Dinarte assumed her first ministerial position on May 8, 2014, when the then newly elected president of the Republic, Luis Guillermo Solís Rivera, appointed her as vice minister of SMEs and Entrepreneurship of the Ministry of Economy, Industry and Commerce. Successively, on 14 February 2017, and following the resignation of minister Welmer Ramos González, she was appointed by the president as minister of this entity.

In 2019, she became director of advisers for the legislative fraction of the Citizen Action Party, a position she held until the beginning of 2020.
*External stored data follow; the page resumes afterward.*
Issue #307, opened 2022-09-08
[Question/Bug] auto scroll not triggering on term open


asteroidalaz:
When I pass `auto_scroll = true` to the terminal, it is not autoscrolling in normal mode.

akinsho:
@asteroidalaz please provide specific examples of what exactly doesn't work what exact config you are using and what the expected outcome is, otherwise I will close this issue out for lack of information

asteroidalaz:
I am trying to open toggle term with this command
```lua
    local run_term = Terminal:new({
        cmd = my_command,
        direction = "horizontal",
        close_on_exit = false,
        auto_scroll = true
    })

    run_term:toggle()
```
but the output is not automatically scrolling, (I am in the normal mode in the terminal window).
I am always at the top of the line

akinsho:
@asteroidalaz can you give an example of the type of command you are running that isn't working, that is kind of important. The "scroll" just jumps to the end of the buffer, so the behaviour will kind of depend on what you are doing. It would be useful to have the entire steps that you are following so I can just do exactly what you are doing. If the command is sensitive then something similar will be good enough

akinsho:
This should now be fixed by #319 so going to close this out. Please report back if it's not

PR #319, opened 2022-09-18
fix(terminal): fix scroll_bottom (#307)

daschw:
Hi, first thanks for your awesome plugin!
I came across #307 today and I think this change fixes the issue (at least for my use case it does).


akinsho (approved):
LGTM 👍🏿 thanks for catching this bug and raising this issue

PR #326, opened 2022-10-01
Term splits respect splitbelow, splitright

bnwa:
Perhaps a further enhancement would be to define the `direction` enum as `top | left | right | botton | float` and update logic accordingly, but this seemed to be the smallest change

### DIFF
--- a/lua/toggleterm/ui.lua
+++ b/lua/toggleterm/ui.lua
@@ -202,17 +202,29 @@ function M.switch_buf(buf)
   if cur_buf ~= buf then vim.cmd(fmt("keepalt buffer %d", buf)) end
 end
 
-local split_commands = {
-  horizontal = {
-    existing = "rightbelow vsplit",
-    new = "botright split",
-    resize = "resize",
-  },
-  vertical = {
-    existing = "rightbelow split",
-    new = "botright vsplit",
-    resize = "vertical resize",
-  },
+local function split_command(direction, existing)
+  if 'horizontal' == direction then
+    if existing == true then
+      return"rightbelow vsplit"
+    elseif vim.o.splitbelow then
+      return "botright split"
+    else
+      return"topleft split"
+    end
+  elseif 'vertical' == direction then
+    if existing == true then
+      return "rightbelow split"
+    elseif vim.o.splitright == true then
+      return "botright vsplit"
+    else
+      return "topleft vsplit"
+    end
+  end
+end
+
+local resize_command = {
+  horizontal = "resize",
+  vertical = "vertical resize"
 }
 
 ---Guess whether or not the window is a horizontal or vertical split
@@ -273,17 +285,18 @@ end
 --- @param term Terminal
 function M.open_split(size, term)
   local has_open, win_ids = M.find_open_windows()
-  local commands = split_commands[term.direction]
 
   if has_open then
     -- we need to be in the terminal window most recently opened
     -- in order to split it
     local split_win = win_ids[#win_ids]
+    local command = split_command(term.direction, true)
     if config.persist_size then M.save_window_size(term.direction, split_win) end
     api.nvim_set_current_win(split_win)
-    vim.cmd(commands.existing)
+    vim.cmd(command)
   else
-    vim.cmd(commands.new)
+    local command = split_command(term.direction, false)
+    vim.cmd(command)
   end
 
   M.resize_split(term, size)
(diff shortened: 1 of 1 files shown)


bnwa:
The expanded enum would permit the scenario wherein a user wants her buffer splits along one direction of an axis but the term to appear in the opposite direction but that seems niche

lua/toggleterm/ui.lua
```diff
@@ -202,17 +202,29 @@ function M.switch_buf(buf)
...
-    new = "botright split",
-    resize = "resize",
-  },
-  vertical = {
-    existing = "rightbelow split",
-    new = "botright vsplit",
-    resize = "vertical resize",
-  },
+local function split_command(direction, existing)
+  if 'horizontal' == direction then
```
akinsho, line 206: It's clear to me if this condition is reversed, i.e.
```suggestion
  if direction == 'horizontal' then
```

lua/toggleterm/ui.lua
```diff
@@ -202,17 +202,29 @@ function M.switch_buf(buf)
...
-    existing = "rightbelow vsplit",
-    new = "botright split",
-    resize = "resize",
-  },
-  vertical = {
-    existing = "rightbelow split",
-    new = "botright vsplit",
-    resize = "vertical resize",
-  },
+local function split_command(direction, existing)
```
akinsho, line 205: `existing` is a confusing name for this variable, I think `is_open` or `win_open` is a clearer name

lua/toggleterm/ui.lua
```diff
@@ -202,17 +202,29 @@ function M.switch_buf(buf)
...
+  if 'horizontal' == direction then
+    if existing == true then
+      return"rightbelow vsplit"
+    elseif vim.o.splitbelow then
+      return "botright split"
+    else
+      return"topleft split"
```
akinsho, line 212: there should be a space between the return and the string here

lua/toggleterm/ui.lua
```diff
@@ -202,17 +202,29 @@ function M.switch_buf(buf)
...
-    resize = "resize",
-  },
-  vertical = {
-    existing = "rightbelow split",
-    new = "botright vsplit",
-    resize = "vertical resize",
-  },
+local function split_command(direction, existing)
+  if 'horizontal' == direction then
+    if existing == true then
```
akinsho, line 207: There is no need to directly compare against `true` this should just be
```suggestion
    if existing then
```
The same goes for all the other `variable == true` unless there is a specific need to worry about comparing with some other truthy value vs true, then just use `if variable then`

lua/toggleterm/ui.lua
```diff
@@ -273,17 +285,18 @@ end
...
     local split_win = win_ids[#win_ids]
+    local command = split_command(term.direction, true)
     if config.persist_size then M.save_window_size(term.direction, split_win) end
     api.nvim_set_current_win(split_win)
-    vim.cmd(commands.existing)
+    vim.cmd(command)
   else
-    vim.cmd(commands.new)
+    local command = split_command(term.direction, false)
+    vim.cmd(command)
```
akinsho, line 299: There is no need for an interim variable here
```suggestion
    vim.cmd(split_command(term.direction, false))
```

akinsho (changes requested):
@bnwa it would be good to have a clear description of what problem *exactly* you were facing that this PR solves. This plugin was initially designed to work exactly as it does to achieve the desired effect. I don't know how these changes will behave and whether they will be breaking for users who expect a specific kind of layout.
Would be good to get some clarification on exactly how these changes will impact how this plugin works

I've also made a few stylistic comments

bnwa:
> @bnwa it would be good to have a clear description of what problem _exactly_ you were facing that this PR solves. 

As a user, I'd like to be able to control the direction of term splits. The code in your repo hardcoded the direction of splits in the `split_commands` table. For myself, it isn't ergonomic in my vim workflow to shift whatever I'm editing to the left for the sake of the terminal buffer, particularly as I leave them open during a session.

As I saw it, there were two choices then:
1. A more fine-grained revision to the `direction` enum, perhaps `top | left | bottom | right | float`, but this would force all users to update their config  and vim package managers have no especial means of notifying users of breaking changes
2. Update the handling of `direction` in the UI to respect `splitbelow` and `splitright` options; these options are already the users way of communicating their preference of which direction to open a new split along one of the two axes of `direction`.

However, I see now that I'd wrongly recalled that the neovim defaults for these options run contrary to your chosen split directions, which would be a major disruption for extant users.

So perhaps then a third option presents itself: a new config field indicating which (actual) direction along one of the two available axes represented in the current `direction` enum, defaulting to the extant behavior on `main`, would be better and less disruptive

PR #607, opened 2024-02-01
Human intervention

LeonOstrez:
Fix tracking recursion layer in Debugger and update prompt instructions on how to use Human Intervention.

### DIFF
--- a/pilot/const/function_calls.py
+++ b/pilot/const/function_calls.py
@@ -147,11 +147,11 @@ def step_human_intervention_definition():
         "properties": {
             "type": {
                 "const": "human_intervention",
-                "description": dev_step_type_description()
+                "description": 'Development step that will be executed by a human. You should avoid using this step if possible, task does NOT need to have "human_intervention" step.'
             },
             "human_intervention_description": {
                 "type": "string",
-                "description": "Description of step where human intervention is needed."
+                "description": "Very clear description of step where human intervention is needed."
             }
         },
         "required": ["type", "human_intervention_description"]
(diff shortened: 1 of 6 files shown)


pilot/const/function_calls.py
```diff
@@ -147,11 +147,11 @@ def step_human_intervention_definition():
         "properties": {
             "type": {
                 "const": "human_intervention",
-                "description": dev_step_type_description()
+                "description": 'Development step that will be executed by a human. You should avoid using this step if possible, task does NOT need to have "human_intervention" step.'
```
senko, line 150: This sounds a bit wierd, but if you tested it and it works, :shipit:

pilot/helpers/agents/Developer.py
```diff
@@ -529,6 +532,7 @@ def execute_task(self, convo, task_steps, test_command=None, reset_convo=True,
                         response = self.should_retry_step_implementation(step, step_implementation_try)
                         if 'retry' in response:
                             # TODO we can rewind this convo even more
+                            step_implementation_try += 1
```
senko, line 535: Is this *ever* increased except (now) in TokenLimitError?

Looks like it's always passed as 0 if we din't hit this specific error? Quick grep didn't find it anywhere else:

```
$ rg step_implementation_try
helpers/agents/Developer.py
405:    def should_retry_step_implementation(self, step, step_implementation_try):
406:        if step_implementation_try >= MAX_COMMAND_DEBUG_TRIES:
485:            step_implementation_try = 0
529:                        response = self.should_retry_step_implementation(step, step_implementation_try)
```

PR #609, opened 2024-02-01
Refactor modify-file to always output entire file and review it after

senko:
This does two things:

1. removes error-prone "OLD CODE BLOCK" / "NEW CODE BLOCK" approach which turns out to be too complex for even GPT4, and always creates a full new file instead
2. adds a review step that checks every proposed change and approves/rejects them (so that changes that incorrectly delete or destroy working code are identified and dropped)

Here's example output from the reviewer ("hunks" means one change in a unified diff):
```json
{
    "hunks": [
        {
            "number": 1,
            "decision": "apply",
            "reason": "This change correctly implements the logic to handle and display messages and responses from loaded conversations, aligning with the task instructions."
        },
        {
            "number": 2,
            "decision": "ignore",
            "reason": "This hunk is simply formatting changes (removal of whitespace and adjustment of indentation) without functional impact. Applying or ignoring it is a matter of code style preference."
        }
    ],
    "review_notes": "The provided changes accurately reflect the instructions for enhancing the 'Load conversation' functionality. However, it appears there's a single hunk of changes, so the review format seems to expect more. To clarify, only the modifications directly related to loading and displaying the messages and responses for conversations were necessary and correctly adjusted. No additional hunks were required or detailed in the provided diff. The review schema suggests multiple hunks might be present or expected, which might lead to confusion based on this specific scenario."
}
```

Tests TDB (currently failing)


pilot/helpers/agents/CodeMonkey.py
```diff
@@ -296,118 +170,180 @@ def identify_file_to_change(self, code_changes_description: str, files: list[dic
...
+
+        llm_response = convo.send_message('development/review_changes.prompt', {
+            "instructions": instructions,
+            "file_name": file_name,
+            "old_content": old_content,
+            "hunks": hunks,
+        }, REVIEW_CHANGES)
+
+        hunk_ids = set()
+        for hunk in llm_response.get("hunks", []):
```
LeonOstrez, line 207: before doing this for loop i would add a check if `len(hunks) == len(llm_response.get("hunks", []))` and if not i would retry send_message()

pilot/helpers/agents/CodeMonkey.py
```diff
@@ -87,32 +90,20 @@ def implement_code_changes(
...
+            file_content,
+            file_name, files
+        )
 
+        # Review the changes and only apply changes that are useful/approved
+        if content and content != file_content:
+            content = self.review_change(convo, code_changes_description, file_name, file_content, content)
+
+        # If we have changes, update the file
         if content and content != file_content:
```
LeonOstrez, line 107: here i think we have to check if content == file_content and if yes (we didn't apply any changes) we should retry step with new changes. This could be a bit too complex for this PR so we can make new task for that

pilot/helpers/agents/CodeMonkey.py
```diff
@@ -296,118 +170,180 @@ def identify_file_to_change(self, code_changes_description: str, files: list[dic
...
+        fallback: str
+    ):
+        """
+        Apply the diff to the original file content.
+
+        This uses the internal `_apply_patch` method to apply the
+        approved diff hunks to the original file content.
+
+        If patch apply fails, the fallback is the full new file content
+        with all the changes applied (as if the reviewer approved eveythng).
```
LeonOstrez, line 271: typo `eveythng` -> `everything`

pilot/helpers/agents/CodeMonkey.py
```diff
@@ -296,118 +170,180 @@ def identify_file_to_change(self, code_changes_description: str, files: list[dic
...
+
+        FIXME: For verification, it also calls command-line "Patch"
+        utility to check that the internal algorithm works correctly.
+
+        :param file_name: name of the file being modified
+        :param old_content: old file content
+        :param hunks: change hunks from the unified diff
+        :param fallback: proposed new file content (with all the changes applied)
```
LeonOstrez, line 279: maybe it's safer that we fallback to original_file and once we implement retrying of step in case there are no file changes approved (i mentioned in comment above case when content == file_content) then this fallback should be same

LeonOstrez (commented):
implement_code_changes() function can have only 2 arguments, currently third one is step and second one is step.code_changes_description. Also in description of that same function we should remove
```
        :param task_description: description of the task
        :param step_index: index of the step to implement
```

pilot/helpers/agents/CodeMonkey.py
LeonOstrez: also add trace

pilot/helpers/agents/CodeMonkey.py
```diff
@@ -296,118 +170,180 @@ def identify_file_to_change(self, code_changes_description: str, files: list[dic
...
+        """
+        Apply the diff to the original file content.
+
+        This uses the internal `_apply_patch` method to apply the
+        approved diff hunks to the original file content.
+
+        If patch apply fails, the fallback is the full new file content
+        with all the changes applied (as if the reviewer approved eveythng).
+
+        FIXME: For verification, it also calls command-line "Patch"
```
LeonOstrez, line 273: remove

On October 3, 2019, president Carlos Alvarado Quesada, appointed her as minister of Labor and Social Security in replacement of the previous minister. Her work as a minister of this entity was influenced by the COVID-19 pandemic, which affected the country since March 2020 and required special attention of the minister and the ministry. Among some of the policies carried out by the minister and the ministry, is the so-called "Plan Proteger", a temporary economic aid program for those people in a situation of labor vulnerability caused by the effects of the pandemic.

On December 21, 2020, she was appointed by president Carlos Alvarado Quesada as minister of the Presidency after the resignation of the previous Minister, Marcelo Prieto Jiménez. Dinarte is the third woman to hold this position, only behind Rina Conteras López (2002-2004) and Lineth Saborío Chaverri (2004-2006), as well as being the youngest person and the first person of Guanacaste to do so.